PR #224, opened 2020-08-10
[SP-4457] Fix authenticated consent not working issue

vilasma:


ConsentViewController/Classes/GDPRConsentViewController.swift
```diff
@@ -263,7 +265,7 @@ typealias Meta = String
 
     func didAuthIdChange(newAuthId: String?) -> Bool {
         return newAuthId != nil &&
-            localStorage.authId != nil &&
+            localStorage.authId?.count ?? 0 > 0 &&
```
andresilveirah, line 268: @vilasma I think we could use 
```swift
localStorage.authId?.isEmpty ?? true
```

ConsentViewController/Classes/GDPRConsentViewController.swift
```diff
@@ -221,11 +221,13 @@ typealias Meta = String
                 clearAllData()
                 localStorage.authId = authId
             }
+            localStorage.authId = authId
             sourcePoint.getMessage(native: native, consentUUID: gdprUUID, euconsent: euconsent, authId: authId, meta: localStorage.meta) { [weak self] messageResponse, error in
                 if let messageResponse = messageResponse {
                     self?.localStorage.consentUUID = messageResponse.uuid
                     self?.localStorage.meta = messageResponse.meta
                     self?.localStorage.userConsents = messageResponse.userConsent
+                    self?.localStorage.authId = authId
```
andresilveirah, line 230: I believe we don't need to add the authId to the localStorage again here.

vilasma: Forgot to remove, will remove with new commint

ConsentViewController/Classes/GDPRConsentViewController.swift
vilasma: @andresilveirah this will always return true instead of that will try with `localStorage.authId?.isEmpty ?? false`

PR #228, opened 2020-08-19
[SP-4468] Fix - Webview is no longer fullscreen after dismissing the keyboard

vilasma:


ConsentViewController/Classes/MessageWebViewController.swift
```diff
@@ -70,9 +70,17 @@ class MessageWebViewController: GDPRMessageViewController, WKUIDelegate, WKNavig
     }
 
     override func loadView() {
+        NotificationCenter.default.addObserver(self, selector: #selector(keyboardWillHide), name: UIResponder.keyboardWillHideNotification, object: nil)
```
andresilveirah, line 73: @vilasma let's add a comment here explaining we need to add this piece of logic because of an bug on iOS 12/13 regarding the Keyboard shifiting the view up after hiding.

andresilveirah (approved):
Very elegant solution @vilasma 💯

Issue #229, opened 2020-08-20
[SPRING] Non-Network related errors while loading Privacy Manager URL (and any URL in general) in the webview are ignored 


ivanlisovyi:
**Describe the bug**
When loading of the privacy manager fails because of some problems with SP backend (e.g. 500), the SDK doesn't call `onError` delegate method. 

**About your campaign (please complete the following information):**
Account Id 75
Property Id 4598
Property Name "WELT-NEWS-IOS"
PMId "134094"
Campaign Env

**About your environment**
SDK version 5.2.6
Device: iPhone 8
OS: 13.6

**To Reproduce**
1. Map the Privacy Manager URL (https://notice.sp-prod.net/privacy-manager/*) response and return 500 status code in the Proxy app of your choice (Charles, Proxyman, etc) 
2. Present `GDRPConsentViewController` and try to `loadPrivacyManager` 
3. Nothing happens until timeout occurs

**Expected behavior**
When loading of the Privacy Manager URL fails because of non-network related reason (e.g. 500) the SDK shall report the error through the `onError` delegate method 

**Additional Info** 
I've created a PR with a quick fix for this issue https://github.com/SourcePointUSA/ios-cmp-app/pull/230 but feel free to ignore or close it as long as the issue is resolved.

andresilveirah:
@ivanlisovyi the fix is now live in the latest release `5.2.8` 💯

PR #230, opened 2020-08-20
#229 Make sure that SDK calls onError delegate when webView fails to load url

ivanlisovyi:
This PR fixes the following issue https://github.com/SourcePointUSA/ios-cmp-app/issues/229


andresilveirah:
@ivanlisovyi you're too fast too furious! We started working in this EXACT issue this morning!

andresilveirah:
@ivanlisovyi the changes are working like a charm, thank you for your contribution.

PR #562, opened 2022-02-10
cmd/action: fix grammar error in apply description

masseelch:


yonidavidson (approved):

rotemtam (approved):
probably need to regen docs?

_What the task asks_
Select every line above that contains the word "after", and copy it.

_Finished exercise_
[SP-4468] Fix - Webview is no longer fullscreen after dismissing the keyboard
andresilveirah, line 73: @vilasma let's add a comment here explaining we need to add this piece of logic because of an bug on iOS 12/13 regarding the Keyboard shifiting the view up after hiding.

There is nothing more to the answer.